Step 6 — Pull the ownership chain
Every facility discloses every entity with a 5%+ interest on CMS Form 855A. Starfile aggregates these into chain pages and owner pages. If one person or one LLC appears as an owner on 20 other facilities, look at those facilities' ratings. Chains with systematically poor outcomes are a red flag even if the specific facility looks acceptable on its own — the management style usually travels.
Private-equity-backed chains in particular have been the subject of repeated federal research (Gupta et al., 2021; Braun et al., 2022) showing a statistically significant increase in resident mortality and decline in staffing after PE acquisition.
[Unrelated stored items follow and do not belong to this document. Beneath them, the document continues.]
PR #7892, opened 2022-03-07
Add support for default rcond=None in np.linalg.lstsq

### LINKED ISSUE #7790: np1.14+ np.linalg.lstsq has `rcond="warn"` as default and a "new" proposed default of None
## Reporting a bug

- [N/A] I have included a self contained code sample to reproduce the problem.

NumPy 1.14+ function `np.linalg.lstsq` has `rcond="warn"` as default and a "new" proposed default of `None` see:
https://github.com/numpy/numpy/blob/maintenance/1.21.x/numpy/linalg/linalg.py#L2170 
and
https://github.com/numpy/numpy/blob/maintenance/1.21.x/numpy/linalg/linalg.py#L2282-L2294 

whereas the Numba impl has `rcond` as `-1.0` which is the default prior to np 1.14.
https://github.com/numba/numba/blob/324dd8f14aa83404ab6d0e51c5e25665dd89ed8d/numba/np/linalg.py#L1583

stuartarchibald:
As title.

Fixes #7790

### DIFF
--- a/numba/np/linalg.py
+++ b/numba/np/linalg.py
@@ -1579,8 +1579,34 @@ def _lstsq_solution_impl(b, bcpy, n):
         return twoD_impl
 
 
+def _lstsq_resolve_rcond(rcond, dtype, m, n):
+    pass
+
+
+@overload(_lstsq_resolve_rcond, prefer_literal=True)
+def ol_lstsq_resolve_rcond(rcond, dtype, m, n):
+    if isinstance(rcond, types.StringLiteral):
+        if rcond.literal_value == "warn": # it's the default
+            def impl(rcond, dtype, m, n):
+                return np.float64(-1.0)
+            return impl
+        else:
+            # This is an error, user has set the rcond as a string
+            raise TypingError("Unsupported literal string found in rcond")
+    elif np_support.is_nonelike(rcond):
+        def impl(rcond, dtype, m, n):
+            return np.float64(np.finfo(dtype).eps * max(m, n))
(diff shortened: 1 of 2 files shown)


numba/np/linalg.py
```diff
@@ -1579,8 +1579,34 @@ def twoD_impl(b, bcpy, n):
...
+    pass
+
+
+@overload(_lstsq_resolve_rcond, prefer_literal=True)
+def ol_lstsq_resolve_rcond(rcond, dtype, m, n):
+    if isinstance(rcond, types.StringLiteral):
+        if rcond.literal_value == "warn": # it's the default
+            def impl(rcond, dtype, m, n):
+                return np.float64(-1.0)
+            return impl
```
sklam, line 1592: There are no tests for this.
And, should it raise a warning?

stuartarchibald: Thanks, I've now written a test. I'm not sure about Numba re-implementing NumPy's warnings, the same question occurs for NumPy 1.22 in `np.MachAr` which is deprecated. I think the conclusion from an OOB conversation was to replicate the warnings from the typing layer such that users are warned about changes to NumPy behaviour/API even though the NumPy implementation itself is not in use. I'll have a go at implementing that here.

stuartarchibald: Implemented in bfad183

esc:
@stuartarchibald seems like this one went stale. Can you merge in `main` to resolve the conflicts?

PR #7893, opened 2022-03-08
Use uuid.uuid4() as the key in serialization.

### LINKED ISSUE #7881: objmode() triggers fork()
## Reporting a bug

It seems that using [`with numba.objmode()`](https://numba.readthedocs.io/en/stable/user/withobjmode.html) is triggering a call to `fork()` somewhere. In an MPI context, this can be problematic – Open MPI is complaining about this with a message of the following form:

>     --------------------------------------------------------------------------
>     A process has executed an operation involving a call to the
>     "fork()" system call to create a child process.  Open MPI is currently
>     operating in a condition that could result in memory corruption or
>     other system errors; your job may hang, crash, or produce silent
>     data corruption.  The use of fork() (or system() or other calls that
>     create child processes) is strongly discouraged.
>     
>     The process that invoked fork was:
>     
>       Local host:          [[53156,1],2] (PID 26851)
>     
>     If you are *absolutely sure* that your application will successfully
>     and correctly survive a call to fork(), you may disable this warning
>     by setting the mpi_warn_on_fork MCA parameter to 0.
>     --------------------------------------------------------------------------

Using the same code, but omitting `with numba.objmode()`, Open MPI doesn’t complain. As far as I can remember, this issue only started to appear recently, so there seems to have been a change in the implementation causing this? If there is some way to stop `objmode()` from triggering a `fork()`, that would be great.

<details>
  <summary>(Trivial) code sample</summary>

```
import numba
from mpi4py import MPI

mpi_comm = MPI.COMM_WORLD
mpi_rank = mpi_comm.Get_rank()

@numba.njit
def f():
    with numba.objmode():
        print(mpi_rank)

f()
```
</details>

<details>
  <summary>Running the sample and output</summary>

>     $ mpiexec -n 3 python3 test.py
>     --------------------------------------------------------------------------
>     A process has executed an operation involving a call to the
>     "fork()" system call to create a child process.  Open MPI is currently
>     operating in a condition that could result in memory corruption or
>     other system errors; your job may hang, crash, or produce silent
>     data corruption.  The use of fork() (or system() or other calls that
>     create child processes) is strongly discouraged.
>     
>     The process that invoked fork was:
>     
>       Local host:          [[53156,1],2] (PID 26851)
>     
>     If you are *absolutely sure* that your application will successfully
>     and correctly survive a call to fork(), you may disable this warning
>     by setting the mpi_warn_on_fork MCA parameter to 0.
>     --------------------------------------------------------------------------
>     1
>     2
>     0
>     [host:26836] 2 more processes have sent help message help-opal-runtime.txt / opal_init:warn-fork
>     [host:26836] Set MCA parameter "orte_base_help_aggregate" to 0 to see all help / error messages
</details>

stuartarchibald:
As title, this is to avoid fork()+exec() calls made by uuid1().

Fixes #7881

### DIFF
--- a/numba/tests/support.py
+++ b/numba/tests/support.py
@@ -1010,7 +1010,7 @@ def run_in_subprocess(code, flags=None, env=None, timeout=30):
 
 
 def strace(work, syscalls, timeout=10):
-    """ Runs strace whilst executing the function work() in the current process,
+    """Runs strace whilst executing the function work() in the current process,
     captures the listed syscalls (list of strings). Takes an optional timeout in
     seconds, default is 10, if this is exceeded the process will be sent a
     SIGKILL. Returns a list of lines that are output by strace.
@@ -1064,12 +1064,6 @@ def strace(work, syscalls, timeout=10):
             check_return()
             # collect the data
             strace_data = ntf.readlines()
-            # stop the process
-            popen.terminate()
-            if popen.poll() is None:
-                # Something has gone wrong, force stop the process
-                popen.kill()
-                raise RuntimeError("strace did not terminate.")
         finally:
             # join communication, should be stopped now as process has
             # exited
@@ -1085,14 +1079,12 @@ def _strace_supported():
     def force_clone(): # subprocess triggers a clone
         subprocess.run([sys.executable, '-c', 'exit()'])
 
+    syscall = 'clone'
     try:
-        syscall = 'clone'
         trace = strace(force_clone, [syscall,])
-        assert syscall in ''.join(trace)
     except Exception:
         return False
-    else:
-        return True
+    return syscall in ''.join(trace)
 
 
 _HAVE_STRACE = _strace_supported()
--- a/numba/tests/support.py
+++ b/numba/tests/support.py
@@ -9,10 +9,12 @@ import gc
 import math
 import platform
 import os
+import signal
 import shutil
 import subprocess
 import sys
 import tempfile
+import threading
 import time
 import io
 import ctypes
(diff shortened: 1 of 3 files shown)


numba/tests/test_withlifting.py
```diff
@@ -1213,5 +1220,30 @@ def foo():
...
 
 
+class TestMisc(TestCase):
+    # Tests for miscellaneous objmode issues. Run serially.
+
+    _numba_parallel_test_ = False
+
+    @linux_only
+    @needs_strace
+    def test_no_fork_in_compilation(self):
```
stuartarchibald, line 1230: Note to self. This test probably needs to be run as a subprocess test on the basis that previous execution of something which triggers a stateful call e.g. `uuid.uuid1.getnode()` is pretty likely.

stuartarchibald: Addressed in d114552

numba/tests/support.py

This is not a reason to rule out a PE-owned facility — plenty operate well — but it is a reason to read the post-acquisition inspection reports especially carefully.
Step 7 — Visit in person, unannounced
No data source replaces a visit. Two visits, ideally — one announced (scheduled tour during business hours) and one unannounced (nights, weekends). The unannounced visit is the one that matters. What to look and listen for:
- Smell. A persistent urine smell means call bells are being ignored.
- Hallway staffing. Count the CNAs you can see. If it's under 1 per 15 residents on the unit during the day, the staffing rating on paper is probably inflated.
- Residents' grooming and clothing. Not designer labels — clean teeth, combed hair, weather-appropriate clothing.
- Call bell response time. Ask to sit in the family lounge and time it from the nearest room.
- Whether residents are parked in wheelchairs in hallways, unengaged, for long periods.
Step 8 — Ask the administrator the hard questions
Put these questions to the administrator or DON (Director of Nursing), in person:
- “Your most recent CMS citation was for [tag]. What did you change to prevent recurrence?”
- “What is your current agency-nurse percentage?” (Above 25% is a continuity red flag.)
- “What is the facility's RN-to-resident ratio on the night shift?”
- “Who do I contact if I can't reach nursing staff on a weekend?”
- “May I see a copy of the most recent CMS-2567 (Statement of Deficiencies)?” (Federal law requires the facility to make this available on request.)
Step 9 — Call the state ombudsman
Every state has a long-term care ombudsman program— an advocacy office that handles complaints, visits facilities, and keeps its own informal track record. They cannot give you a public “do not go” list, but they will tell you what they know about a specific facility when you ask. Their perspective is closer to the ground than CMS data by a wide margin.
The national ombudsman resource center publishes every state's contact information. Call the ombudsman for each facility still on your short list.
After admission — keep watching
The research is clear: frequent family visits are the single strongest protective factor against abuse and neglect. If the resident is able to communicate, establish a code word or phrase for “something is wrong and I can't say it right now.” Attend every care plan meeting. Check the resident's personal items inventory at each visit. Know your state's APS (Adult Protective Services) number by heart.
Starfile refreshes its data monthly from CMS. Bookmark the facility's page and re-check every month — a new citation or a status change is something you want to know about before the facility tells you.
This guide is research-backed but not legal or medical advice. If you suspect immediate harm, contact Adult Protective Services or 911 — do not wait to complete this checklist.